You've got a strong print and there's some greater uncertainty around that.

BRAD SMITH: What type of-- and when we think about that trend that we're trying to watch so closely to see if and when it's locked in. Even if we did see that trend get locked in, how quickly would the Fed feel the propensity to need to cut as long as that trend is remaining in line with moving towards their target.

MATTHEW LUZZETTI: Yeah. I think they've signaled that from a risk management perspective. They don't want to cut rates too early. They're seeing an economy that is performing well, financial conditions that are quite easy with equity markets at record high levels. So there's nothing really pushing them urgently to move. At the same time, they do believe that policy is restrictive.

We do see some of the stresses that may cause either through regional banks or CRA or consumer delinquency rates rising. And so I think from the Fed's perspective, they have what looks like a soft landing in hand. And they are still concerned that if they don't begin to ease policy somewhat, at least over the coming meetings that they could potentially jeopardize that.

And that if it transpires into something that's a little bit more adverse and then perhaps you get a mild recession.
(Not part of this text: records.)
PR #4182, opened 2022-05-09
GC: Remove commit protection time configuration

ajantha-bhat:
In GC, cutoff time itself can be used to protect the new commits. No need of a separate configuration.
Hence removed it and used the cutoff time for commit protection


ajantha-bhat:
> I don't understand the purpose of the change.
cutoff-time is different from protection-time. The latter is to protect commits that have been recently added and not considered during identification.
Shouldn't "GC identification" collect the live contents and expire all unreferenced snapshots?

@snazy : "GC identification" step itself has two phases. It accepts a cutoff time (which cannot be from the future)
and uses the same cutoff time for both the phases.
If any new commits added during/after phase1 and before phase2, its commit time will be definitely newer than cutoff time. So, NO need of an extra configuration to protect those commits. It can be protected using the cutoff time itself.

snazy:
Have you thought about cutoff-time == 0?

ajantha-bhat:
>  Have you thought about cutoff-time == 0?

cutoff-time is not a duration, it is an Instant. So, I guess you are referring `cutofftime = now()` [**Also it cannot be from future**]
So, now() will be the beginning instant of phase1 of GC-identfy, so the new commits during/after phase1 can still be protected by cutoffTime as its commit time will be newer than cutoff time.

snazy:
And phase 2 expires all snapshots that are not identified as live in phase 1 - so there is definitely a gap.

ajantha-bhat:
> And phase 2 expires all snapshots that are not identified as live in phase 1 - so there is definitely a gap.

Nope. As I mentioned above, phase2 will check only the commits that are older cutoff time. So, these new commits will never be checked against bloom filter. So, it cannot be expired.  

Here is that logic of replacing commit protection time with cutoff time which handles the same.

https://github.com/projectnessie/nessie/pull/4182/files#diff-1bf51914a6143465d680b79d8ebcec9486ff4093c10dd712a6d443ff1fb48583R293

ajantha-bhat:
@snazy : Could you please take a fresh look at it? I still think there is no issues with this PR.

gc/gc-base/src/main/java/org/projectnessie/gc/base/GCParams.java
```diff
@@ -89,14 +79,31 @@ default double getBloomFilterFpp() {
 
   @Value.Check
   default void validate() {
-    Integer taskCount = getSparkPartitionsCount();
-    if (taskCount != null && taskCount <= 0) {
-      throw new IllegalArgumentException("taskCount has invalid value: " + taskCount);
+    Instant now = Instant.now();
```
snazy, line 82: All these changes are unrelated to the scope of the PR.

gc/gc-base/src/main/java/org/projectnessie/gc/base/IdentifyContentsPerExecutor.java
```diff
@@ -241,30 +245,32 @@ private scala.collection.Iterator<Row> getExpiredContentRows(
...
-            JavaConverters.asScalaIterator(
-                    walkAllCommitsInReference(
-                        api,
-                        GCUtil.deserializeReference(reference),
-                        liveContentsBloomFilterMap,
-                        runId,
-                        startedAt))
-                .toTraversable());
+        reference -> {
+          Reference ref = GCUtil.deserializeReference(reference);
```
snazy, line 249: This is a noop change that unnecessarily increases the amount of changes and review effort

snazy (changes requested):

gc/gc-base/src/main/java/org/projectnessie/gc/base/GCParams.java
ajantha-bhat: I really wanted to have validations that ensure these timestamp objects are not from the future. 
It can be a separate PR, but don't want too many PR for nit stuffs.

snazy: Never ever make assumptions about the wall clock.
Yes, I do want to have this check moved out, because your assumption that wall clock is monotonically increasing is not correct and Instants in the future make sense.

ajantha-bhat: ok. moved out now.

ajantha-bhat:
Anything else needed for this PR to be approved?

ajantha-bhat:
#3885 will handle this.

PR #4204, opened 2022-05-10
Remove the configurable default for the configurable values

snazy:
The max entity size for the (embedded) key list is configured using two values from the
`DatabaseAdapterConfig` interface via `getMaxKeyListSize` and `getDefaultMaxKeyListSize`,
the latter serves as the default for the former. This is confusing and actually wrong.

This change removed the configurable default entirely and introduces an optional
"hard limit" enforced by database adapter implementations - DynamoDB configured to 375kB.


versioned/persist/adapter/src/main/java/org/projectnessie/versioned/persist/adapter/spi/AbstractDatabaseAdapter.java
```diff
@@ -1052,7 +1052,8 @@ protected CommitLogEntry buildKeyList(
               if (buildState.embedded) {
                 // filling the embedded key-list in CommitLogEntry
 
-                if (buildState.currentSize + keyTypeSize < config.getMaxKeyListSize()) {
+                if (buildState.currentSize + keyTypeSize
+                    < Math.min(maxEntitySize(), config.getMaxKeyListSize())) {
```
dimas-b, line 1056: nit: extract a method for the `min` logic since it's used in two places?

dimas-b: or perhaps fold it into the impl of `maxEntitySize`?

snazy: latter, also realized that there was another "configurable default" :(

And so I think the Fed does see a strong case to cut rates. But clearly at the moment with a stronger economy, there's nothing urgently pushing them in that direction over the next few months.

SEANA SMITH: Matt, even if the economy is able to hold up relatively well, what do you think the impact is going to be on the labor market if we do see the higher for longer interest rate approach take hold?

MATTHEW LUZZETTI: Yeah. I think you've seen the market reprice tremendously, the Fed. We were pricing not too long ago about 160 basis points of rate cuts. We're now down closer to 75 basis points, which is what the Fed was signaling at the December meeting. And despite that, markets have taken them quite well. Equity markets are at record high levels credit. Spreads are still tight volatility is still low.

Yields have moved higher but it hasn't really spilled over into broader financial conditions. And so I think that does create uncertainty. Even if you see the Fed being more cautious here, as long as the economy looks resilient, as long as the underlying economy and fundamentals look strong, then it's not obvious that pushing out rate cuts has a material negative impact on the labor market.

SEANA SMITH: All right. Matt Mazzetti, always great to get your insight here. Thanks so much for joining us here this morning. Deutsche Bank Securities Chief US economist.